The movie has pulled together some of the biggest names in the industry who were more than happy to pick up a few minor lines in order to share the stage with Spielberg’s epic drama. When the starring role was awarded to mercurial Daniel Day-Lewis the anticipation grew to another level. Day-Lewis not only brings a couple of Oscars in his back pocket but the London-based actor brought his 1.87cm stature to the role as well. While normally an actor can have their physical presence worked around there was no doubt that the historically tall Lincoln needed someone to match his 1.93cm (6’ 4”) presence. Add the superb make-up and hair and we found Lincoln had left his log cabin and was dramatic on-screen with a wary swagger and an almost carefree approach to the mantle of being President.
The moody lighting and often confined sets speak of a dark time in American History but through it, Daniel Day-Lewis charts a course with a performance that is full of care and levity. He portrays an astute strategist and a man of principle and depth of character.

“The minute you begin to approach him – and there are vast corridors that have been carved that lead you to an understanding of that man’s life, both through the great riches of his own writing and all the contemporary accounts and biographies – he feels immediately and surprisingly accessible. He draws you closer to him.” – Daniel Day-Lewis on playing Abraham Lincoln

The script for this drama is of such a high calibre that it isn’t hard to see that the authors must have a fine pedigree. The basis of the screenplay was taken from the book “Team of Rivals” by Pulitzer Prize-winning prolific America History writer Doris Kearns Goodwin. It was then adapted into a screenplay by Spielberg’s Munich collaborator, another Pulitzer Prize-winning author, Tony Kushner. While bringing the depth of history into the 150min of onscreen time was a masterpiece, the scripting that allowed us to meet a wide range of the personalities of the day was also exceptional. Across the political divide as well as the gap between races and generations, we have a snapshot of American Civil War History.

We see Ulysses S. Grant (Jared Harris) as he waits pensively with Lincoln’s son Robert (Joseph Gordon-Levitt) in the field for news of the 13th amendment vote. Lincoln aligns heavily with Secretary of State, William H. Seward (David Strathairn) but it’s the role of Republican power broker Thaddeus Stevens played by Tommy Lee-Jones that proves to be a pivot point for the story. Jones draws us deep into the character when at times we wonder which way the state of affairs will roll. This parallel storyline in the movie shows us the tactics based on political savvy and harnessed alliances that were necessary but the end result seen through Thaddeus Steven’s eyes reveals a very personal reward.
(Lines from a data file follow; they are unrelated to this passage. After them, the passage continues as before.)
PR #497, opened 2026-07-07
Add JobsPipelineExecutor: run datatrove pipelines on HF Jobs (experimental)

davanstrien:
**Framing.** Started as a draft proposal; after discussion (thanks @lvwerra, @guipenedo) this is now intended to land as an **explicitly experimental** feature: the executor warns on init, the docstrings say the API may change or break, and none of the core datatrove logic is touched (the diff is additive: one new executor + examples + tests). Claude Code did most of the heavy lifting after discussing the design with me.

### Review round (July 10–14)
Independently verified by @JoelNiklaus (all three examples as real Jobs + the unit suite). All feedback addressed: auto-create of the `hf://` logging repo/bucket (ea0661d, with tests), examples' `DEPENDENCIES` literally install from git + minhash example defaults to a Storage Bucket (18ae3f4), fs-cache refresh on the launch path (9f41882, via Bugbot). **Until this ships in a release, install with:** `datatrove[io,processing] @ git+https://github.com/huggingface/datatrove`.

### What's here
- `JobsPipelineExecutor(PipelineExecutor)` in `executor/jobs.py` — mirrors `SlurmPipelineExecutor` but launches Jobs via `huggingface_hub.run_uv_job` instead of `sbatch`.
- 3 adapted examples (`filter_hf_dataset_jobs.py`, `tokenize_hf_dataset_jobs.py`, `minhash_deduplication_jobs.py`) + unit tests (mock the Jobs API, `memory://` logging_dir).

### Review pass before undrafting (July 9)
Two independent reviews of the full diff (Codex + Claude), fixes applied for everything high-confidence, each pinned by a new test that fails on the previous code:
- **Credential scrub (the important one):** `token=` / `secrets=` passed to the executor were dill-pickled into `executor.pik` and serialized into `executor.json` on the shared (possibly public) `logging_dir`. They are now scrubbed before anything is persisted — Jobs receive credentials exclusively as Job secrets.
- Stats: `stats.json` is now merged when `skip_completed=False`, and re-merged on rerun if a previous coordinator died after the last rank completed but before the merge.
- `tasks_per_job` / `workers` are validated (`workers=0` used to silently launch nothing; `tasks_per_job=0` was a raw `ZeroDivisionError`).
- `randomize_start_duration` was documented but dropped by the `_run_for_rank` override — now honored (mirrors the base executor).
- Docstring: cancel stale Jobs from a previous launch before rerunning (each launch rewrites `executor.pik` / `ranks_to_run.json`).

### Verified on real Jobs (July 9, this branch)
- Full CI-equivalent test suite (`uv sync --extra testing` + `pytest ./tests/`) run in a cpu-upgrade Job: **381 passed, 4 skipped** (test_ray excluded — Ray segfaults in Job containers regardless of this branch; covered by GitHub CI).
- Single-stage fan-out (filter example): 4 Jobs, 100k docs read, filtered output written, stats merged; experimental warning is the first coordinator line.
- 4-stage minhash `depends=` chain at realistic scale (ag_news, 120k docs, 24 signature tasks). Two findings on `hf://` *dataset repos* as the shared store: (1) at 8 concurrent Jobs committing signature files to one repo, 6/24 ranks exhausted retries on Hub commit rate limits (429 "maximum time in concurrency queue reached") — the chain **failed fast with resume guidance as designed**, and rerunning at `workers=4` resumed exactly the 6 failed ranks and completed stage 1; (2) stage-2 bucket-merge tasks (a 24-way priority-queue merge over remote signature files, i.e. many tiny ranged reads) run ~45 min each over a dataset repo — slow but correct, and fixed by `lines_to_buffer=-1` (see the follow-up comment: 65 min → 99 s). The full 4-stage chain completed end-to-end: 120,000 docs in → 115,736 kept, 4,264 near-duplicates removed.
- **Buckets answer the consistency question (Q4) — for writes:** the same signature stage on a Storage Bucket (`hf://buckets/...`, same HfFileSystem code path, no code changes, needs huggingface_hub>=1.6.0) passed **24/24 at `workers=8` with zero retries** — no commit queue, no read-after-write lag. Caveat from the same runs: buckets do **not** rescue the merge stage — stage-2 tasks take ~45 min (repo) vs ~30 min (bucket) per task, the same order of magnitude, because the dominant cost is thousands of tiny ranged reads through `HfFileSystem` (Slurm avoids this with node-local disk; a fix would be read buffering/local staging, not a store choice). Both findings are documented in the minhash example.
- Version floor sanity check: `run_uv_job`/`inspect_job` import cleanly at exactly `huggingface-hub==1.5.0` (the current pin); `hf://buckets` paths need >=1.6.0 (noted in the docstring).
- Failure semantics for real: a stage with deterministically-failing ranks exhausts `max_retries` (resubmit observed), the dependent stage fails fast with `RuntimeError` (`run_on_dependency_fail=False`); rerunning with a fixed pipeline relaunched **only** the 4 previously-failed ranks (idempotent resume), after which the child ran clean.
- 2-stage tokenize→merge (16 fan-out tasks + 1 fan-in task): completed, stats merged for both stages.
- Credential scrub verified against a real `hf://` logging repo: ran with an explicit `token=` + canary secret; neither is present in the persisted `executor.pik` / `executor.json`, and the Jobs still authenticate (via Job secrets).

### Known limitations (accepted for an experimental first cut)
- `run()` does not raise when ranks remain permanently failed after retries — it logs and leaves the completion markers for an idempotent rerun (fire-and-forget-ish, like Slurm). A dependent stage *does* fail fast. Open question whether `run()` itself should raise.
- A child whose `depends=` parent was run in a *different* process and left permanently incomplete keeps waiting (2-min polls) — cross-process, markers alone can't distinguish "still running" from "failed for good".
- Coordinator calls to `run_uv_job` / `inspect_job` have no retry/backoff — a transient API error kills the coordinator (in-flight Jobs finish; rerun resumes).
- `timeout=None` (default) has no coordinator-side deadline for a Job wedged in a non-terminal state; set `timeout=` for an upper bound.

### How it works (the Slurm→Jobs mapping)
Reuses the Slurm machinery unchanged — dill-pickle the executor to `logging_dir/executor.pik`, write `ranks_to_run.json`, reuse the existing `launch_pickled_pipeline` worker. Three swaps: (1) `SLURM_ARRAY_TASK_ID` → `DATATROVE_JOB_ARRAY_INDEX`; (2) `sbatch --array 0-M%W` → K `run_uv_job` calls throttled by a local polling loop; (3) `--dependency=afterok` → poll `completions/`. Same `executor.json`/`completions/` layout, so `jobs_status`/`track_jobs` work unchanged.

### Open design questions (for post-merge iteration)

1. **Coordination model.** The launcher currently runs *locally* and blocks for the whole run — it submits Jobs, polls to honor `workers`, and merges stats (like Local/Ray; only Slurm is fire-and-forget). Is that the model you want, or should the canonical path be a **coordinator Job** (runs the launcher itself so nothing stays on the client), or built on **`SandboxPool`** (packs workers onto warm host VMs)?
   *Lean: the local launcher is the simplest first cut (what's here); a coordinator Job is the obvious way to free the client; `SandboxPool` is the interesting option for many tiny tasks (CPU-only, bigger change). The "don't launch Jobs from within a Job" note is about the worker path — a dedicated coordinator Job is a separate role.*

2. **Worker entrypoint / getting datatrove onto the worker.** Current: `run_uv_job` uploads `launch_pickled_pipeline` and installs datatrove into a fresh `uv` env via `dependencies` — a ~30–90s cold install per Job (worse with spacy/torch). But Jobs accept an arbitrary image (`run_job(image=…)` takes a Docker ref, or even an `hf.co/spaces/…` image), so the entrypoint can work several ways: uv-install-per-job (current), a prebuilt / uv-baked datatrove image (warm start), or a Space-as-image. Which do you want as the default — and is a maintained datatrove base image something you'd want to own?
   *Lean: uv-install is a fine default (nothing to maintain; the install is noise against a real job's runtime); an optional `image=` gives the warm-start path (prebuilt / uv-baked / Space). A blessed base image only if you'd want to own it. Observed today: total per-Job overhead (scheduling + uv env build with `datatrove[io,processing]`) is ~1–2 min on cpu-basic — so size tasks to at least several minutes of work each.*

3. **Dependency declaration.** Users must currently list every extra their steps need, and it's non-obvious (even `LambdaFilter` needs `[processing]` because `datatrove.pipeline.filters` hard-imports `regex`; minhash needs bare `spacy`). Leave it manual, or infer from steps' `_requires_dependencies`? (Inference catches `spacy` but *not* `regex` — the latter is a module-level import, not a declared dep.) Related: datatrove version pinning for pickle-compat is currently the user's responsibility via the dep string — should the executor pin it?

4. **Store & consistency.** `logging_dir` must be remote. On `hf://` we hit real issues — read-after-write 404s between stages and client-side listing-cache staleness (see Issues); patched enough to work (retries + cache invalidation) but rough. A strongly-consistent store — e.g. HF's **S3-compatible buckets** (closer to how datatrove already uses `s3://`) — would likely be a cleaner fit than `hf://` for multi-stage chains. Open question, not something we've solved.

5. **`depends=` semantics.** Chaining is blocking recursion (launch parent → block → run child). We added fail-fast on a permanently-failed dependency + a `run_on_dependency_fail` flag (mirrors `afterok`/`afterany`). Is that the semantics you want, or do you want a real DAG/scheduler rather than nested blocking launches?

6. **Concurrency semantics of `workers`.** It's a local cap enforced by polling `inspect_job` (no native Jobs array/`%W`). On failure we resubmit up to `max_retries`. Right knobs/defaults?

7. **Scope.** Kept text-only (matches the rest of datatrove). Design the worker contract with media in mind now, or defer?

### Issues hit (and what we did)
- **Per-rank stat inflation** when `tasks_per_job>1` — ranks shared pipeline-step objects, so stats accumulated. Deepcopy the pipeline per rank (note: `slurm.py` has this latent too — data was always fine, only stats over-counted).
- **`depends=` hung forever** — the launcher's `HfFileSystem` cached `completions/` and never refreshed, so it couldn't see completions the *remote Jobs* wrote (fresh process saw 14/14; launcher saw 13/14). Fixed with `invalidate_cache()` before each poll + stats merge. This is the one that would bite anyone using `depends=` on `hf://`.
- **Infinite wait on a failed dependency** — poll loop waited forever; added fail-fast + opt-out.
- **`hf://` read-after-write 404** between stages — `max_retries≥1` covers it (see Q4).
- **Dependency gotchas** — `[processing]` for filters (`regex`), bare `spacy` for the English tokenizer (only shipped in the heavy `multilingual` extra).
- **uv cold-install per Job** — perf cost, see Q2.

### Alternative paths considered / not taken
- **Pickle a stock `LocalPipelineExecutor` instead of `self`** → workers could run stock PyPI datatrove (no fork install). Rejected for Slurm-symmetry, but a real option if you'd rather not require datatrove-on-the-worker to match.
- **`run_job` + prebuilt/uv-baked image** instead of `run_uv_job` (Q2).
- **`SandboxPool` backend** — CPU-only, but amortizes install across a warm host pool; likely the better long-term shape for many small tasks (Q1).

---

> [!NOTE]
> **Medium Risk**
> New distributed execution path touches remote storage coordination, credential handling, and multi-stage `depends=` semantics; core pipeline code is unchanged but misconfigured `logging_dir`/deps or stale Jobs could cause failed or partial runs.
> 
> **Overview**
> Adds an **experimental** `JobsPipelineExecutor` so datatrove pipelines can run on [Hugging Face Jobs](https://huggingface.co/docs/huggingface_hub/en/guides/jobs) with the same coordination model as Slurm: pickle the executor to a shared remote `logging_dir`, shard work via `ranks_to_run.json` and `completions/`, and resume by skipping finished ranks.
> 
> The launcher blocks locally, submits Jobs through `huggingface_hub.run_uv_job` (each runs `launch_pickled_pipeline` in a fresh `uv` env from `dependencies`), and enforces `workers` with polling plus `max_retries`. Workers are selected via `DATATROVE_JOB_ARRAY_INDEX`; local `logging_dir` is rejected; HF tokens/secrets are stripped from persisted `executor.pik`/`executor.json` and passed only as Job secrets. Multi-stage flows use `depends=` (fail-fast or `run_on_dependency_fail`), `HfFileSystem` cache invalidation when waiting on remote completions, and auto-creation of `hf://` logging repos/buckets.
> 
> Also exports the executor from `datatrove.executor`, documents it in the README, and adds three `*_jobs.py` examples (filter, tokenize, minhash) plus unit tests that mock the Jobs API.
> 
> <sup>Reviewed by [Cursor Bugbot](https://cursor.com/bugbot) for commit ff0c3cc666962a20e0b41258d84f59bcbf81c0b9. Bugbot is set up for automated code reviews on this repo. Configure [here](https://www.cursor.com/dashboard/bugbot).</sup>

### DIFF
--- a/examples/filter_hf_dataset_jobs.py
+++ b/examples/filter_hf_dataset_jobs.py
@@ -15,6 +15,14 @@ Differences from the Slurm version (see comments inline):
   env_command / conda / venv to pre-activate.
 - Slurm's partition / qos / cpus_per_task / mem_per_cpu_gb / time collapse into one `flavor` (+ `timeout`).
 - `workers` caps concurrent Jobs (Slurm's `%workers`).
+
+Two gotchas the fresh-env model introduces:
+- `dependencies` must include every datatrove *extra* your steps need — not just the obvious ones.
+  Even `LambdaFilter` requires `datatrove[processing]`, because importing `datatrove.pipeline.filters`
+  eagerly imports `regex`. A missing extra fails the Job at unpickle time.
+- Point `logging_dir` at a DIFFERENT repo than your output data. If logs (`executor.json`, `stats.json`)
+  and your output parquet share one HF dataset repo, the Hub dataset viewer tries to cast them into one
+  table and errors.
 """
 
 import argparse
--- a/examples/filter_hf_dataset_jobs.py
+++ b/examples/filter_hf_dataset_jobs.py
@@ -1,5 +1,5 @@
 """
-Note: `JobsPipelineExecutor` is experimental and its API may change in future releases.
+Note: `JobsPipelineExecutor` is experimental and may change, break, or be removed in future releases.
 
 This file contains code to:
 1 - Load a parquet-format Hugging Face dataset from the hub.
--- a/examples/filter_hf_dataset_jobs.py
+++ b/examples/filter_hf_dataset_jobs.py
@@ -47,9 +47,10 @@ REMOTE_LOGS_PATH = "hf://datasets/my_org/my-filter-logs"
 # datatrove + every extra/dep your pipeline steps need, installed into each Job's uv env.
 # NB: even LambdaFilter needs the `processing` extra — importing datatrove.pipeline.filters
 # eagerly pulls in modules that require `regex`. Match the extras to the steps you use.
-# Until JobsPipelineExecutor is released, install datatrove from your branch, e.g.:
-#   "datatrove[io,processing] @ git+https://github.com/<user>/datatrove@<branch>"
-DEPENDENCIES = ["datatrove[io,processing]"]
+# Installed from git because no released datatrove ships JobsPipelineExecutor yet — with a
+# released version the Job dies at unpickle time (the class doesn't exist in the Job's env).
+# TODO: switch to "datatrove[io,processing]" once a release includes the Jobs executor.
+DEPENDENCIES = ["datatrove[io,processing] @ git+https://github.com/huggingface/datatrove"]
 
 if __name__ == "__main__":
     args = parser.parse_args()
--- a/examples/filter_hf_dataset_jobs.py
+++ b/examples/filter_hf_dataset_jobs.py
@@ -1,4 +1,6 @@
 """
+Note: `JobsPipelineExecutor` is experimental and its API may change in future releases.
+
 This file contains code to:
 1 - Load a parquet-format Hugging Face dataset from the hub.
 2 - Filter the dataset (to include only entries that contain the word 'hugging' in the text column).
--- a/examples/filter_hf_dataset_jobs.py
+++ b/examples/filter_hf_dataset_jobs.py
@@ -1,0 +1,71 @@
+"""
+This file contains code to:
+1 - Load a parquet-format Hugging Face dataset from the hub.
+2 - Filter the dataset (to include only entries that contain the word 'hugging' in the text column).
+3 - Push the filtered dataset back to the hub.
+
+...running on Hugging Face Jobs. It is the `JobsPipelineExecutor` twin of `filter_hf_dataset.py`
+(which uses Slurm) — the pipeline is identical; only the executor changes. Your machine just
+orchestrates: the filtering runs across a pool of Jobs that coordinate through a shared, *remote*
+`logging_dir`.
+
+Differences from the Slurm version (see comments inline):
+- `logging_dir` MUST be remote (hf:// or s3://) — the launcher and the Jobs are different machines.
+- `dependencies` are declared explicitly (each Job builds a fresh `uv` env); there is no
+  env_command / conda / venv to pre-activate.
+- Slurm's partition / qos / cpus_per_task / mem_per_cpu_gb / time collapse into one `flavor` (+ `timeout`).
+- `workers` caps concurrent Jobs (Slurm's `%workers`).
+"""
+
+import argparse
+
+
+parser = argparse.ArgumentParser("Filter an HF dataset on HF Jobs and push the result to the hub")
+
+parser.add_argument("input_dataset", type=str, help="HF dataset to filter")
+parser.add_argument("output_name", type=str, help="Name of the output dataset")
+parser.add_argument("--n_tasks", type=int, help="number of tasks", default=100)
+parser.add_argument("--workers", type=int, help="max concurrent Jobs (-1 = all at once)", default=20)
+parser.add_argument("--flavor", type=str, help="HF Jobs hardware flavor", default="cpu-basic")
+parser.add_argument("--text_key", type=str, help="text column", default="text")
+
+ORG_NAME = "my_org"
+# Jobs coordinate ONLY through a shared REMOTE logging_dir (hf:// or s3://), never a local path.
+# Keep this OUT of the output dataset repo — otherwise the Hub dataset viewer tries to cast
+# executor.json / stats.json into the same table as your parquet and errors.
+REMOTE_LOGS_PATH = "hf://datasets/my_org/my-filter-logs"
+# datatrove + every extra/dep your pipeline steps need, installed into each Job's uv env.
+# NB: even LambdaFilter needs the `processing` extra — importing datatrove.pipeline.filters
+# eagerly pulls in modules that require `regex`. Match the extras to the steps you use.
+# Until JobsPipelineExecutor is released, install datatrove from your branch, e.g.:
+#   "datatrove[io,processing] @ git+https://github.com/<user>/datatrove@<branch>"
+DEPENDENCIES = ["datatrove[io,processing]"]
+
+if __name__ == "__main__":
+    args = parser.parse_args()
+    from datatrove.executor import JobsPipelineExecutor
+    from datatrove.pipeline.filters import LambdaFilter
+    from datatrove.pipeline.readers import ParquetReader
+    from datatrove.pipeline.writers.huggingface import HuggingFaceDatasetWriter
+
+    dist_executor = JobsPipelineExecutor(
+        job_name=f"filter-{args.output_name}",
+        pipeline=[
+            ParquetReader(args.input_dataset, glob_pattern="**/*.parquet", text_key=args.text_key),
+            LambdaFilter(lambda doc: "hugging" in doc.text),  # add your custom filter here
+            HuggingFaceDatasetWriter(
+                dataset=f"{ORG_NAME}/{args.output_name}",
+                private=True,
+                local_working_dir=f"/tmp/{args.output_name}",  # Job-local scratch (ephemeral); cleaned up
+                output_filename="data/${rank}.parquet",
+                cleanup=True,
+            ),
+        ],
+        tasks=args.n_tasks,
+        workers=args.workers,  # concurrency cap — the analog of Slurm's `--array 0-M%workers`
+        logging_dir=f"{REMOTE_LOGS_PATH}/{args.output_name}",  # remote (hf://) — shared by launcher + Jobs
+        flavor=args.flavor,  # one hardware knob instead of partition/qos/cpus_per_task/mem_per_cpu_gb
+        dependencies=DEPENDENCIES,  # each Job builds a fresh uv env — declare deps explicitly
+        timeout="2h",
+    )
+    dist_executor.run()
--- a/examples/minhash_deduplication_jobs.py
+++ b/examples/minhash_deduplication_jobs.py
@@ -1,0 +1,132 @@
+"""
+MinHash deduplication on Hugging Face Jobs — the `JobsPipelineExecutor` twin of
+`minhash_deduplication.py` (Slurm). The 4-stage pipeline is identical; only the executors change.
+
+  stage1 signatures -> stage2 buckets (depends=1) -> stage3 cluster (depends=2) -> stage4 filter (depends=3)
+
+Notes specific to running this multi-stage dedup on Jobs (see `filter_hf_dataset_jobs.py` for the
+general Slurm->Jobs comparison):
+- `MINHASH_BASE_PATH` and the logs must be a shared REMOTE path (hf:// or s3://) that all four stages
+  read/write. HF S3-compatible buckets are a good fit and reduce read-after-write races between stages.
+- `dependencies` = `datatrove[io,processing]` PLUS `spacy`: the signature stage's English word tokenizer
+  is `spacy.blank("en")` (no model download), and `spacy` only ships in the heavy `multilingual` extra,
+  so add the bare package rather than that whole extra.
+- `max_retries >= 1` matters here: `hf://` has read-after-write lag, so a downstream stage can 404 on a
+  file the previous stage just wrote; a retry succeeds once it propagates. (Not needed on a strongly
+  consistent store.)
+- stage 1 and stage 4 MUST use the same input reader and the same task count (unchanged from Slurm).
+- Set `workers=N` on the stages to cap concurrent Jobs (the analog of Slurm's `%workers`).
+"""
+
+from datatrove.executor import JobsPipelineExecutor
+from datatrove.pipeline.dedup import MinhashDedupSignature
+from datatrove.pipeline.dedup.minhash import (
+    MinhashConfig,
+    MinhashDedupBuckets,
+    MinhashDedupCluster,
+    MinhashDedupFilter,
+)
+from datatrove.pipeline.readers import HuggingFaceDatasetReader
+from datatrove.pipeline.tokens import TokensCounter
+from datatrove.pipeline.writers.jsonl import JsonlWriter
+from datatrove.utils.hashing import HashConfig
+from datatrove.utils.typeshelper import Languages
+
+
+# you can also change ngrams or the number of buckets and their size here
+minhash_config = MinhashConfig(
+    hash_config=HashConfig(precision=64),
+    num_buckets=14,
+    hashes_per_bucket=8,
+)  # better precision -> fewer false positives (collisions)
+
+# a shared REMOTE base path all four stages use (hf:// or s3://) — never a local path
+MINHASH_BASE_PATH = "hf://datasets/my_org/my-minhash"
+LOGS_FOLDER = "hf://datasets/my_org/my-minhash-logs"
+
+# datatrove + processing (nltk/xxhash/regex/tokenizers) + bare spacy (English word tokenizer).
+# Until JobsPipelineExecutor is released, install datatrove from your branch, e.g.:
+#   "datatrove[io,processing] @ git+https://github.com/<user>/datatrove@<branch>"
+DEPENDENCIES = ["datatrove[io,processing]", "spacy"]
+
+TOTAL_TASKS = 50
+
+# this is the original data that we want to deduplicate — stage 1 and stage 4 must use the SAME reader
+INPUT_READER = HuggingFaceDatasetReader("stanfordnlp/imdb", dataset_options={"split": "train"}, text_key="text")
+
+# shared executor config for every stage
+common = {
+    "flavor": "cpu-basic",
+    "dependencies": DEPENDENCIES,
+    "timeout": "2h",
+    "max_retries": 2,  # tolerate transient hf:// read-after-write 404s between stages
+}
+
+# stage 1 computes minhash signatures for each task (each task gets a set of files)
+stage1 = JobsPipelineExecutor(
+    job_name="mh1",
+    pipeline=[
+        INPUT_READER,
+        MinhashDedupSignature(
+            output_folder=f"{MINHASH_BASE_PATH}/signatures", config=minhash_config, language=Languages.english
+        ),
+    ],
+    tasks=TOTAL_TASKS,
+    logging_dir=f"{LOGS_FOLDER}/signatures",
+    **common,
+)
+
+# stage 2 finds matches between signatures in each bucket
+stage2 = JobsPipelineExecutor(
+    job_name="mh2",
+    pipeline=[
+        MinhashDedupBuckets(
+            input_folder=f"{MINHASH_BASE_PATH}/signatures",
+            output_folder=f"{MINHASH_BASE_PATH}/buckets",
+            config=minhash_config,
+        ),
+    ],
+    tasks=minhash_config.num_buckets,
+    logging_dir=f"{LOGS_FOLDER}/buckets",
+    depends=stage1,
+    **common,
+)
+
+# stage 3 creates clusters of duplicates using the results from all buckets
+stage3 = JobsPipelineExecutor(
+    job_name="mh3",
+    pipeline=[
+        MinhashDedupCluster(
+            input_folder=f"{MINHASH_BASE_PATH}/buckets",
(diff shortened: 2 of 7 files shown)


src/datatrove/executor/jobs.py
```diff
@@ -144,6 +147,7 @@ def __init__(
         run_on_dependency_fail: bool = False,
         job_name: str = "data_processing",
     ):
+        logger.warning("JobsPipelineExecutor is experimental: its API may change (or break) in future releases.")
```
davanstrien: maybe say it may be removed?

examples/minhash_deduplication_jobs.py
```diff
@@ -10,6 +10,10 @@
 general Slurm->Jobs comparison):
 - `MINHASH_BASE_PATH` and the logs must be a shared REMOTE path (hf:// or s3://) that all four stages
   read/write. HF S3-compatible buckets are a good fit and reduce read-after-write races between stages.
+- At higher fan-out, many Jobs committing small files to a single hf:// dataset repo can hit per-repo
```
davanstrien: What about pushing to a bucket? Is this reusing existing code from datatrove?

examples/minhash_deduplication_jobs.py
```diff
@@ -10,6 +10,10 @@
...
+  commit rate limits (429 "maximum time in concurrency queue reached") in the signature stage. If you
```
davanstrien: is this with a token?

davanstrien:
## Verification log — a day of real-Jobs runs against this branch (2026-07-09)

Before undrafting I ran the executor through a battery on real Jobs — not just the happy path, but the failure and resume semantics, at a scale where infrastructure limits actually show up. Writing it up here because two of the "failures" turned out to be the most useful results of the day. ~130 cpu-basic/cpu-upgrade Jobs total; well under $10 of compute.

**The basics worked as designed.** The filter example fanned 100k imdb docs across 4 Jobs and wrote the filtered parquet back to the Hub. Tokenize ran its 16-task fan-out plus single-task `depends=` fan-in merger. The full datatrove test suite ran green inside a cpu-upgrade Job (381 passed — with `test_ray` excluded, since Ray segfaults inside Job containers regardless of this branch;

The supporting role of most significance however goes to Sally Field’s portrayal of Mary Todd Lincoln. The First Lady to Lincoln walked a difficult path losing two children young in life, dealing with depression and migraines as well as the political pressure of living alongside a Republican President set on abolishing slavery while dealing with her family background from wealthy slaveholders. The field is all-encompassing from her ability to play the in-control political strategist with cheek and power through to the weak-minded wife suffering to support her husband. It’s a performance that critics will applaud for her ability to capture the heart while not stealing the show.

America will be proud to see Lincoln portrayed for his strength of determination. The rights that were wronged, and the costs that were borne have given America a different future than the path they were on before Lincoln arrived. For pure class and a story worth following this is a 4 out of 5 popcorn historical event.